*Your instructions:* Quote all entries in full, exactly.

[Collected data entries]

PR #919, opened 2025-10-17
Flush out commQueue before stopping listener (device-api)

2dm:
## What?
Verify that all enqueued work has completed. 

## Why?
There is a race between the agent destructor and jobs on `commQueue` since the background thread might finish without checking for existing work in the queue. In particular, the missed job is probably `invalidateLocalMD` that is called right before, which will keep the MD intact and prevent the re-addition of that rank later. 

## How?
1. Stop enqueueing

*Solution for this problem:*
PR #919, opened 2025-10-17
Flush out commQueue before stopping listener (device-api)

2dm:
## What?
Verify that all enqueued work has completed. 

## Why?
There is a race between the agent destructor and jobs on `commQueue` since the background thread might finish without checking for existing work in the queue. In particular, the missed job is probably `invalidateLocalMD` that is called right before, which will keep the MD intact and prevent the re-addition of that rank later. 

## How?
1. Stop enqueueing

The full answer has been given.